Background: Heart failure has been associated with impaired endothelial function, increased inflammatory process and elevated oxidative stress status. Both statins and vitamin E separately improve endothelial function in patients with hypercholesterolemia and/or advanced atherosclerosis.

Aim: To evaluate the effect of atorvastatin alone or in combination with vitamin E on endothelial function and serum levels of interleukin-6 (IL-6), tumor necrosis factor alpha (TNF-alpha) and vascular cells adhesion molecule (sVCAM-1) in patients with ischemic heart failure.

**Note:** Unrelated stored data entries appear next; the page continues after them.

PR #214, opened 2023-10-26
Remove version from Dependency hash code for assertion purposes

carlosu7:
Also I updated assertions library.

### DIFF
--- a/plugins/codemodder-plugin-maven/src/main/java/io/codemodder/plugins/maven/operator/Dependency.java
+++ b/plugins/codemodder-plugin-maven/src/main/java/io/codemodder/plugins/maven/operator/Dependency.java
@@ -70,7 +70,15 @@ public class Dependency {
 
   @Override
   public int hashCode() {
+    return Objects.hash(groupId, artifactId, version, classifier, packaging, scope);
+  }
+
+  public int hashWithoutVersion() {
     return Objects.hash(groupId, artifactId, classifier, packaging, scope);
+  }
+
+  public boolean matchesWithoutConsideringVersion(final Dependency dependency) {
+    return hashWithoutVersion() == dependency.hashWithoutVersion();
   }
 
   public String getGroupId() {
--- a/plugins/codemodder-plugin-maven/src/main/java/io/codemodder/plugins/maven/operator/Dependency.java
+++ b/plugins/codemodder-plugin-maven/src/main/java/io/codemodder/plugins/maven/operator/Dependency.java
@@ -73,10 +73,28 @@ public class Dependency {
     return Objects.hash(groupId, artifactId, version, classifier, packaging, scope);
   }
 
+  /**
+   * Computes the hash code of this object without considering the version.
+   *
+   * This method calculates the hash code based on the values of the group ID, artifact ID,
+   * classifier, packaging, and scope fields, while ignoring the version field.
+   *
+   * @return The computed hash code without the version.
+   */
   public int hashWithoutVersion() {
     return Objects.hash(groupId, artifactId, classifier, packaging, scope);
   }
 
+  /**
+   * Checks if this Dependency object matches another Dependency without considering the version.
+   *
+   * This method compares the hash code of this Dependency with the hash code of another
+   * Dependency, excluding the version information. If the hash codes are equal, the two
+   * dependencies are considered a match without taking version into account.
+   *
+   * @param dependency The Dependency object to compare with this one.
+   * @return true if the dependencies match without considering the version, false otherwise.
+   */
   public boolean matchesWithoutConsideringVersion(final Dependency dependency) {
     return hashWithoutVersion() == dependency.hashWithoutVersion();
   }
--- a/plugins/codemodder-plugin-maven/src/main/java/io/codemodder/plugins/maven/operator/Dependency.java
+++ b/plugins/codemodder-plugin-maven/src/main/java/io/codemodder/plugins/maven/operator/Dependency.java
@@ -70,7 +70,7 @@ public class Dependency {
 
   @Override
   public int hashCode() {
-    return Objects.hash(groupId, artifactId, version, classifier, packaging, scope);
+    return Objects.hash(groupId, artifactId, classifier, packaging, scope);
   }
 
   public String getGroupId() {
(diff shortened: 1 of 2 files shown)


plugins/codemodder-plugin-maven/src/main/java/io/codemodder/plugins/maven/operator/Dependency.java
```diff
@@ -70,7 +70,7 @@ public boolean equals(Object o) {
 
   @Override
   public int hashCode() {
```
nahsra, line 72: This feels wrong. I feel the contract for `hashCode` should be different if the `version` is different. If we have to make another method somewhere, like, `matchesWithoutConsideringVersion()`, then we should add that. But, I would look hard at that code.

plugins/codemodder-plugin-maven/src/test/java/io/codemodder/plugins/maven/operator/POMOperatorMultipomTest.java
```diff
@@ -12,49 +12,49 @@
...
 import org.junit.jupiter.api.Test;
 
 final class POMOperatorMultipomTest extends AbstractTestBase {
 
   @Test
   void testWithParentAndChildMissingPackaging() {
-    Assertions.assertThrows(
-        WrongDependencyTypeException.class,
-        () -> {
-          File parentResource = getResource("parent-and-child-parent-broken.xml");
```
nahsra, line 26: I would definitely prefer to `import static` these methods so they're easier to read.

plugins/codemodder-plugin-maven/src/test/java/io/codemodder/plugins/maven/operator/POMOperatorMultipomTest.java
```diff
@@ -12,49 +12,49 @@
...
+    Assertions.assertThatThrownBy(
+            () -> {
+              File parentResource = getResource("parent-and-child-parent-broken.xml");
 
-          List<POMDocument> parentPomFiles = Arrays.asList(POMDocumentFactory.load(parentResource));
+              List<POMDocument> parentPomFiles =
+                  Arrays.asList(POMDocumentFactory.load(parentResource));
```
nahsra, line 27: Does `spotless` run on this module?

plugins/codemodder-plugin-maven/src/test/java/io/codemodder/plugins/maven/operator/POMOperatorMultipomTest.java
```diff
@@ -12,49 +12,49 @@
...
-        });
+              gwt(
+                  "parent-and-child",
+                  parentPom.withDependency(Dependency.fromString("org.dom4j:dom4j:2.0.3")));
+            })
+        .isInstanceOf(WrongDependencyTypeException.class);
   }
 
   @Test
   void testWithParentAndChildWrongType() {
```
nahsra, line 40: These names don't really "tell the story" of the test they want to perform. Can we add some "human" descriptions (via JavaDoc) of the use case they are intended to support? Adding this kind of context to the code with comments is definitely part of bringing this module into the repo as it will make it much easier to maintain.

plugins/codemodder-plugin-maven/src/test/java/io/codemodder/plugins/maven/operator/POMOperatorMultipomTest.java
```diff
@@ -66,17 +66,15 @@ void testWithMultiplePomsBasicNoVersionProperty() throws Exception {
             .withParentPomFiles(Arrays.asList(POMDocumentFactory.load(parentPomFile)))
             .withUseProperties(false);
```
nahsra, line 68: I like this change. Nothing to stdout!

nahsra (changes requested):

plugins/codemodder-plugin-maven/src/test/java/io/codemodder/plugins/maven/operator/POMOperatorMultipomTest.java
carlosu7: I have run `./gradlew :plugins:codemodder-plugin-maven:spotlessApply` and it applies changes, does it mean yes???

nahsra: I mean when i just run `./gradlew spotlessApply` from the root, does it affect this module? If not, we should add it.

plugins/codemodder-plugin-maven/src/test/java/io/codemodder/plugins/maven/operator/POMOperatorMultipomTest.java
```diff
@@ -12,51 +15,66 @@
...
+        .isInstanceOf(WrongDependencyTypeException.class);
   }
 
+  /**
+   * Test case for a scenario with multiple POMs where the child POM does not have a version
+   * property, and properties are not used. This test validates dependency resolution and checks if
+   * the resulting POM document (pom-multiple-pom-basic-no-version-property-result.xml) is marked as
+   * dirty.
+   *
+   * @throws Exception If there is an exception during the test.
```
nahsra, line 76: We can just check not offer these `@throws` comments for tests

plugins/codemodder-plugin-maven/src/main/java/io/codemodder/plugins/maven/operator/Dependency.java
```diff
@@ -73,6 +73,14 @@ public int hashCode() {
     return Objects.hash(groupId, artifactId, version, classifier, packaging, scope);
   }
```
nahsra, line 75: JavaDoc

plugins/codemodder-plugin-maven/src/main/java/io/codemodder/plugins/maven/operator/Dependency.java
```diff
@@ -73,6 +73,14 @@ public int hashCode() {
...
 
+  public int hashWithoutVersion() {
+    return Objects.hash(groupId, artifactId, classifier, packaging, scope);
+  }
+
```
nahsra, line 79: JavaDoc

nahsra (approved):
I approved, but please fix the outstanding tasks

plugins/codemodder-plugin-maven/src/test/java/io/codemodder/plugins/maven/operator/POMOperatorMultipomTest.java
carlosu7: it does 👍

Methods: Thirty-eight male patients with ischemic cardiomyopathy were randomly divided into three groups and received either atorvastatin 10 mg/day (n = 14), a combination of atorvastatin 10 mg/day plus vitamin E 400 IU/day (n = 12), or no statin or antioxidant treatment (n=12, controls) for 4 weeks. Forearm blood flow (FBF) was measured using venous occlusion strain-gauge plethysmography. Forearm vasodilatory response to reactive hyperemia (RH%) or to nitrate (NTG%) was defined as the percent change of FBF from rest to the maximum flow during reactive hyperemia or after nitrate administration, respectively.

Results: RH% was significantly improved in both the atorvastatin-treated (p < 0.01) and atorvastatin plus vitamin E groups (p < 0.05), but the increase was significantly higher in the atorvastatin-treated group (p < 0.05). Serum levels of IL-6, TNF-alpha and sVCAM-1 were decreased in the atorvastatin-treated group (p < 0.05 for all), but remained unaffected in the other two groups (p = NS for all).

Conclusions: Low dose atorvastatin treatment improves endothelial function and reduces the expression of proinflammatory cytokines and adhesion molecules in patients with ischemic heart failure, an effect partly depressed by vitamin E.